- Kim jesteście?! - krzyknęłam. W oknie stały dwie postacie ludzi, wielkich ludzi. Byli bardzo umięśnieni i mieli ubrane kominiarki na głowach więc ich nie rozpoznałam. - Niall! - załkałam lecz za późno ponieważ jeden z nich podszedł do mnie i zatkał czymś buzię. Dusiłam sie ból był niemiłosierny. Czułam jakby rozrywali mi płuca aż wreszcie straciłam przytomność. Pamiętam tylko, że Niall wbiegł do pokoju lecz ten drugi coś mu zrobił. Była wielka szarpanina, reszty nie pamiętam. Obudziłam się w jakiejś jak podejrzewam piwnicy. Było strasznie ciemno a całe pomieszczenie było przemoknięte wilgocią. Nogi i ręce miałam związane a na ustach jakąś śmierdzącą ścierkę. Próbowałam coś zobaczyć w tej ciemności lecz zupełna pustka bałam się ruszyć czy nawet coś, kto wie co lub kto tam czyha? Z rozmyśleń wyrwał mnie nagły pisk otwieranych drzwi, całe pomieszczenie zostało oblane światłem a ja na chwilę nic nie widziałam.

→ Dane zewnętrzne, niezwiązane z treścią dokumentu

PR #1651, opened 2020-06-24
HighlightBlockElement

oliverlloyd:
## What does this change?
Adds a new element `HighlightBlockComponent` to  support unquoted blockquote text

```typescript
type Props = {
    html: string;
};
```

Screenshot 2020-06-24 at 07 47 59

We've branched from the style in frontend slightly here to align better with Source

Example: https://www.theguardian.com/uk-news/2020/apr/22/eddies-last-farewell-a-funeral-in-the-time-of-coronavirus-photo-essay?dcr=false

## Why?
Because we sometimes want to highlight a piece of text but it might not be a quote

### DIFF
--- a/scripts/frontend/landing/index.html
+++ b/scripts/frontend/landing/index.html
@@ -152,6 +152,11 @@
                     article: '/film/2013/feb/14/keanu-reeves-future-of-cinema',
                 },
                 {
+                    name: 'HighlightBlockElement',
+                    article:
+                        '/uk-news/2020/apr/22/eddies-last-farewell-a-funeral-in-the-time-of-coronavirus-photo-essay',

Słyszałam tylko jak ktoś mówił " Teraz to już za późno! Zrobiliśmy to! Czasu nie cofniemy! ". Gdy oczy już się przyzwyczaiły zauważyłam, że na przeciwko mnie pod ścianą również siedzi jakaś dziewczyna, nie znałam jej dopiero jak uważniej się przypatrzyłam skojarzyłam ją skądś. To była Samanta. Gestykulowała mi coś lecz nie mogłam odczytać o co jej chodzi. Zaczęłam się rozglądać i dopiero wtedy zobaczyłam, że koło mnie leży telefon. Wyciszyłam go żeby się nie zorientowali. Wysłałam szybkiego sms'a do Nialla: " Niall błagam ratuj! Jestem w jakiejś piwnicy jest tu bardzo ciemno. Jest tu też Samanta. Ratuj! " . Śpiesznym ruchem wsunęłam go sobie do spodni, ponieważ ktoś schodził po schodach.

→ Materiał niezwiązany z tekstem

PR #1652, opened 2020-06-24
CaptionBlockComponent

oliverlloyd:
## What does this change?
Adds a separate `CaptionBlockComponent` for standalone captions

## Why?
Because sometimes captions can appear out of context of a specific image. This is currently only happening in photo essays but by having a separate element we allow this pattern to be used anywhere, adding flexibility.

If Composer were to be updated to allow stand alone captions at any point, this is the element and the props that would support that.


oliverlloyd:
[CaptionBlockElement](https://trello.com/c/Wu4BMzpp/1824-captionblockelement)

PR #1653, opened 2020-06-24
Speed up pre-push hook

gtrufitt:
## What does this change?

- Jest only runs on changed files
- Eslint only runs on staged files
- We don't check bundling

TSC still runs on everything, maybe opportunities there.

Before and after is with *no changes to files* so it will be slower, but still much quicker.

### Before

image

### After

image

### Update After

Ok, so added parallelisation with https://github.com/mysticatea/npm-run-all/blob/HEAD/docs/run-p.md

image

## Why?
Pre push is valuable, but 2 minutes is a long time.

### DIFF
--- a/.huskyrc
+++ b/.huskyrc
@@ -1,6 +1,6 @@
 {
     "hooks": {
-        "pre-push": "make validate && yarn run createtoc && yarn run addandcommittoc",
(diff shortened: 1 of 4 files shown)


gtrufitt:
I consider this @oliverlloyds's going away present

gtrufitt:
Merging now, will tidy up terminal later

- Posadźcie tą tutaj - wskazał jakiś wysoki facet na Sam i na miejsce koło mnie. - I zwiążcie je razem. - następnie wyszedł. Znów weszli jacyś dwaj faceci, lecz z postury już ich znałam. To byli Ci sami co mnie porwali. Poczułam wibracje w kieszeni. Zaczęłam szurać nogami po betonowej podłodze by nie usłyszeli gdy już przestało wibrować, uspokoiłam się. Jak powiedział tamten gościu tak Ci zrobili byłyśmy przywiązane do siebie nogami. Węzły były solidne lecz związane grubym sznurem. A to chyba oczywiste, że jeśli ktoś ma chude nogi to raz swa się wyswobodzi prawda? Gdy tamci wyszli i usłyszałam szczęknięcie klucza pośpiesznie wyciągnęłam telefon i odczytałam: " Tak bardzo Cię przepraszam, to moja wina. Jeśli czegoś się dowiesz to informuj nas o tym. I boże co tam robi Sam?! Nic wam nie jest?! Kocham Cię bardzo. Policja już was szuka. :( " Poleciała mi jedna łza, zapewne następna do kolekcji. Szukałam wzrokiem na Sam która złapała się mnie kurczowo. Bała się ciemności, ja też. Siedziałyśmy tak aż usnęłam, nie wiem czy Sam też.
*perspektywa Nialla*
- Kurwa! Czy na prawdę nikt tego nie mógł przemyśleć?! - wrzeszczałem na Paula od dobrych kilkunastu minut. - Jak w ogóle mogłeś nam to zrobić jak!?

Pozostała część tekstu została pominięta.